Granted, she was a plain-looking volume bound in speckled calf, a bit worn, it's true, yet she was still in fine condition, so I snapped back with, "No book is inconsequential, sir."

Which jolted Vincent into his ramrod posture and brought out the worst of his Oxford attitude as he snarled, "Nor is this one more consequential than any others on the cart, so be done with it."

I finished the next day, still unsatisfied. But I took no end of pleasure in doing the actual provenance on her. So to placate Vincent, I immediately began work on a copy of the Erasmus Apophthegmata to soothe his huffy nerves. Got that one done in a day, which is my normal speed. Once I focus on my work, I can build provenance faster than anyone else on the staff. However, it was this focus which led to me being trapped into my journey.


Still not quite there, but I think it begins to set the stage.

Friday, December 16, 2016

Dropping UG for now...

I can't seem to concentrate on Underground Guy. I want to work on I'm giving in and shifting back to it. The draft I have is too rough for me to leave alone, and it's been more than 2 weeks since I finished it so I've had some decompression time...and I'm getting ideas on how to make it better. Like Patricia getting Adam stoned on her brownies instead of drunk on spiked OJ. That adds to his munchies-madness and makes it more believable since he's never been high, like that.

Turns out I AM headed for London, on January 9th. Back on the 12th. I finagled an extra day so I can scope out some things about A65, UG, and Marked For Death. All set today. Hop down to NYC, pick up an item to hand-carry (going business class over!!) and spend a day on the east end of London. Do a tight flight back (economy).

Watch it snow and keep me from it, like it almost did on my trip to Lisbon.

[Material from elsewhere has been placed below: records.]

PR #252, opened 2016-06-10
Timer set running explicitly

stephenmdangelo:
QML allows `Timer.running` to be set to start/stop a timer: http://doc.qt.io/qt-5/qml-qtqml-timer.html#running-prop

Currently, setting `running` to false works, but not setting `running` to true.

### DIFF
--- a/src/modules/QtQml/Timer.js
+++ b/src/modules/QtQml/Timer.js
@@ -27,19 +27,22 @@ registerQmlType({
         }
     }
 
-    this.start = function() {
-        if (!this.running) {
-            this.running = true;
-            prevTrigger = (new Date).getTime();
+    /* This ensures that if the user toggles the "running" property manually,
+     * the timer will trigger. */
+    this.runningChanged.connect(this, function() {
+        if (this.running) {
+            prevTrigger = new Date().getTime();
             if (this.triggeredOnStart) {
                 trigger();
             }
         }
+    })
+
+    this.start = function() {
+        this.running = true;
     }
     this.stop = function() {
-        if (this.running) {
-            this.running = false;
-        }
+        this.running = false;
     }
     this.restart = function() {
         this.stop();
--- a/tests/QtQuick/Timer.js
+++ b/tests/QtQuick/Timer.js
@@ -28,4 +28,13 @@ describe('QtQuick.Timer', function() {
     var now = new Date();
     qml.start();
   });
+
+  it("can set Timer.running = true to start", function(done) {
+    var qml = load("Running", this.div);
+    qml.yield = function(succeed) {
+      expect(succeed).toBe(true);
+      done();
+    };
+    qml.start();
+  });
 });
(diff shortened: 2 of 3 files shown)


src/modules/QtQml/Timer.js
```diff
@@ -27,14 +27,21 @@ registerQmlType({
...
+        if (self.running) {
+            prevTrigger = new Date().getTime();
             if (this.triggeredOnStart) {
                 trigger();
             }
         }
+    })
+
+    this.start = function() {
+        if (!this.running) {
```
ChALkeR: Is this check needed?

src/modules/QtQml/Timer.js
```diff
@@ -27,14 +27,21 @@ registerQmlType({
...
-    this.start = function() {
-        if (!this.running) {
-            this.running = true;
-            prevTrigger = (new Date).getTime();
+    /* This ensures that if the user toggles the "running" property manually,
+     * the timer will trigger. */
+    this.runningChanged.connect(function() {
+        if (self.running) {
+            prevTrigger = new Date().getTime();
             if (this.triggeredOnStart) {
```
ChALkeR: Mixed `self`/`this`. This should be either an arrow function, i.e. `.connect(() => {`, or use the `.connect(this, function() {` syntax for binding the callback to `this`.

src/modules/QtQml/Timer.js
stephenmdangelo: I'm going to go with no... as `runningChanged` won't get fired, so it'll be a no-op.  It was just me changing as little as possible.  There's also a similar no-op check in `this.stop`.

These are both hold-overs from the very first commit in the repo, so as long as you don't want to keep them for sentimental reasons, they can go.

src/modules/QtQml/Timer.js
stephenmdangelo: You are right, I shall fix this. I'll also add a test for "triggeredOnStart", as it would have found this :)

ChALkeR: We need refactoring, code cleanup, and enforcing lint checks. That would make spotting such things a lot easier =).

ChALkeR: Refactoring and clode cleanup is blocked at merges atm.

stephenmdangelo: Should be good now. I just used the `.connect(this, function() {` method, as it is seems to be more common in the current implementation.

src/modules/QtQml/Timer.js
```diff
@@ -27,19 +27,22 @@ registerQmlType({
...
+    /* This ensures that if the user toggles the "running" property manually,
+     * the timer will trigger. */
+    this.runningChanged.connect(this, function() {
+        if (this.running) {
+            prevTrigger = new Date().getTime();
             if (this.triggeredOnStart) {
                 trigger();
             }
         }
+    })
```
ChALkeR: Missing semicolon, but it's ok for now — style fixed will be done later.

ChALkeR:
LGTM

ChALkeR:
I'm squashing this into a single commit. It's fine to include testcases in the same commits as the real changes, those were done separately only when we were merging old commits that originally came without tests.

ChALkeR:
Merged, thanks!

That time, I took a train down to make my flight and still barely made it. It snowed nice and heavy, today. I continue to find it magical, and it did give me the excuse to cancel a doctor's appointment till after the new year, but I do not like driving in it. My car is small and needs new tires.

I may also have a packing job in Oklahoma, of all places, in later January. Not sure how I feel about that. I lived in Texas too long to think of Oklahoma as anything but more redneck than Dallas or Texas A&M. Goofy, scary place of tornadoes and earthquakes and Trump lovers. If the electoral college doesn't anoint him on Monday, it will be even scarier.

Almost back to normal after my procedure, earlier this week. It's taking a while. But since it was so clear, I may not need to do it again for another 10 years.

I'd like that.

More NI videos to keep...

Belfast 1969 -- an interesting documentary done at the time regarding the British Army in Belfast, which could easily be extrapolated into being in Derry. I'm doing this to keep track of it.

Thursday, December 15, 2016

What a fun week...

Well...this has not been the most joyful few days of my life. I pissed-off someone at AFF because I asked what a reader meant by a that, honestly, makes no sense to me at all. Apparently you're just supposed to say Thank you and accept whatever you're given. Okay, I was just trying to understand why the reader thought 2 important characters sounded to them like they were from Texas instead of LA and should be corrected...and why it would even matter. With it came the vague hint that maybe I should not submit to them, anymore, which I was already planning not to do...but now I feel like I ought to just to let them know I won't be told what to do. Which is childish. And irritates the hell out of me. But I'm not in the best of moods, to put it nicely.

I'm also fighting off a cold or something that just will not go away. Maybe a nasal infection or something that keeps my throat ticklish and me coughing. This is on top of me getting a colonoscopy, yesterday, since I haven't had one in 9 years and I had polyps removed in that one and should have had it done at 5 years. OMG, the preparation for that will drive you deep into discomfort. To put it mildly.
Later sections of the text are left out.